Exercise objective:
Copy all lines of the listing that include the string "files".
* * *
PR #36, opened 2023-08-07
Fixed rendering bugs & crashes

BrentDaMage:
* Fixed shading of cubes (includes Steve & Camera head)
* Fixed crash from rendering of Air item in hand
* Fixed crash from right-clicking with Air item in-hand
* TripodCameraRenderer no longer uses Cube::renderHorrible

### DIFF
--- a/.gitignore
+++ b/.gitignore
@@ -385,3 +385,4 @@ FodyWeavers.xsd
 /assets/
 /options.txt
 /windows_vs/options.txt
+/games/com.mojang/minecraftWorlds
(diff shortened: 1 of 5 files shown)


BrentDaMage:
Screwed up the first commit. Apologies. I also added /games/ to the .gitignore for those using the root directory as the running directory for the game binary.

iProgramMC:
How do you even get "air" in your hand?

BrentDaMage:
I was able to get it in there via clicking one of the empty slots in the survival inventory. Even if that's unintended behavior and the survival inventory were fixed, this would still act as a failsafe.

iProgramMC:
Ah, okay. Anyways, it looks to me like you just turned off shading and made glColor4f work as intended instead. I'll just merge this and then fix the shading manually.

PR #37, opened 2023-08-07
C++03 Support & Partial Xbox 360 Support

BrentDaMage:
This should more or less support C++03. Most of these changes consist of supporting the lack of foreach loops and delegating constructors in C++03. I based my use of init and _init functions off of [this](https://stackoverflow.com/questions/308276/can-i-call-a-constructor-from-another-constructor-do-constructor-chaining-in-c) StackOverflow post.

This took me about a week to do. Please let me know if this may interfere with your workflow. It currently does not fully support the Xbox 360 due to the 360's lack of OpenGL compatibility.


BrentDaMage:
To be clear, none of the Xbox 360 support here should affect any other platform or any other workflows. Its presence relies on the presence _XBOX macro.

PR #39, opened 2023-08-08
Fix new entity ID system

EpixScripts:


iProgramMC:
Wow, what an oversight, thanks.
* * *
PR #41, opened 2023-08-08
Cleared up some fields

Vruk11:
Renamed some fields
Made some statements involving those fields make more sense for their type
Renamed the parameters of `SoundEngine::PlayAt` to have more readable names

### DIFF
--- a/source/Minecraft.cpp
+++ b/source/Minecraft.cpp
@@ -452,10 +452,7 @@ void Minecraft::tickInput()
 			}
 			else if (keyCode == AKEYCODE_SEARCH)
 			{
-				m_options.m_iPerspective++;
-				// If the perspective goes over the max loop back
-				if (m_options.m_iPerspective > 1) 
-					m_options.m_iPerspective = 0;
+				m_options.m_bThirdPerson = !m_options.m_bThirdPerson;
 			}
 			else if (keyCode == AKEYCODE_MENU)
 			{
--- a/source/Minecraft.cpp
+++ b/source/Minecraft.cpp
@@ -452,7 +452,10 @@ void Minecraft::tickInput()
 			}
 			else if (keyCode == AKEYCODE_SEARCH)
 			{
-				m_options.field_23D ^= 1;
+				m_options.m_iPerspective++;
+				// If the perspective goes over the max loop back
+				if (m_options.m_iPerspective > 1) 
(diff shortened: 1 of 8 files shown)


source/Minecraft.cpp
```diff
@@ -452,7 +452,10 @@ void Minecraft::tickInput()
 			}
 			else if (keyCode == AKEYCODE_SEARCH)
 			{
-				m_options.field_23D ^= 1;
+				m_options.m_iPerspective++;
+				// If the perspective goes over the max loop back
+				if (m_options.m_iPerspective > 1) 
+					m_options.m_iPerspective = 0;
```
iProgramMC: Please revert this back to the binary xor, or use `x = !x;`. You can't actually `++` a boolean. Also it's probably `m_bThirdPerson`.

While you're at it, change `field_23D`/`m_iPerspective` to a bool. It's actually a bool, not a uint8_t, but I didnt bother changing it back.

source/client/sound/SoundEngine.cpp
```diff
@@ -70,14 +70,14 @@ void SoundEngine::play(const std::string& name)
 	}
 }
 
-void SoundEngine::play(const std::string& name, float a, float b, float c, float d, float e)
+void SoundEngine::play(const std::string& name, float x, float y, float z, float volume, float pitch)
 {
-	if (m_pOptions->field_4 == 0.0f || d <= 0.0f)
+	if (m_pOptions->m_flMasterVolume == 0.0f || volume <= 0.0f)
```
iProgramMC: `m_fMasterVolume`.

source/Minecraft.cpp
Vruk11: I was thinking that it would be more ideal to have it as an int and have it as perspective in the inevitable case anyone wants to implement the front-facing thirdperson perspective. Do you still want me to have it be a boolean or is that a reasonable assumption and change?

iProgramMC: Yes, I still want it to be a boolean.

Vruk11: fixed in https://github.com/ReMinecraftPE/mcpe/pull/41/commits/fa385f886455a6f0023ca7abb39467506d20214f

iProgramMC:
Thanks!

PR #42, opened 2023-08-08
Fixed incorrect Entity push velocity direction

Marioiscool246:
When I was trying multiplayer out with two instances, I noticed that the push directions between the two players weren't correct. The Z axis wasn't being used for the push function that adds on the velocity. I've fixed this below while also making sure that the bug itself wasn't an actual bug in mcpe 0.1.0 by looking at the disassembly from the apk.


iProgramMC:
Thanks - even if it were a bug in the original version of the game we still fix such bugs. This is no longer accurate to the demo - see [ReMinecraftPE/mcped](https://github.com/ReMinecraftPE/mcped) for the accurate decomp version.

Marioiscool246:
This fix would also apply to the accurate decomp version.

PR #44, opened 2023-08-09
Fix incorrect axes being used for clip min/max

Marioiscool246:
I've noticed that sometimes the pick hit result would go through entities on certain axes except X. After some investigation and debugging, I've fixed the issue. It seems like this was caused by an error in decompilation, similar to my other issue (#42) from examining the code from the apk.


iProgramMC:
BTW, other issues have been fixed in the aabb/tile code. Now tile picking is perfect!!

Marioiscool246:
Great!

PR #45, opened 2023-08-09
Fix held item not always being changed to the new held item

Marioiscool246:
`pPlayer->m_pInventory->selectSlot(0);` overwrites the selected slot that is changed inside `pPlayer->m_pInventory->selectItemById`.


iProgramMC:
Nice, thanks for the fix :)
* * *
Answer to the exercise:
(diff shortened: 1 of 5 files shown)
(diff shortened: 1 of 8 files shown)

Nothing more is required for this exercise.